### [Raw data]

PR #1498, opened 2018-09-04
FSL - Improve configuration choice

vanzod:
`FSL` build relies on an internal check and a script to identify the appropriate configuration to use. Since the available configurations are for relatively old compilers, the current easyblock uses `difflib.get_close_matches` to identify the closest configuration and copies the directory containing it into a new one named after the configuration targeted by `FSL`. In certain cases the guessed closest configuration is not the same as the one at which required patches are applied, resulting in a build failure.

### [Action item]
A complete, exact copy of the material is the expected answer.

### [Solution to this exercise]
PR #1498, opened 2018-09-04
FSL - Improve configuration choice

vanzod:
`FSL` build relies on an internal check and a script to identify the appropriate configuration to use. Since the available configurations are for relatively old compilers, the current easyblock uses `difflib.get_close_matches` to identify the closest configuration and copies the directory containing it into a new one named after the configuration targeted by `FSL`. In certain cases the guessed closest configuration is not the same as the one at which required patches are applied, resulting in a build failure.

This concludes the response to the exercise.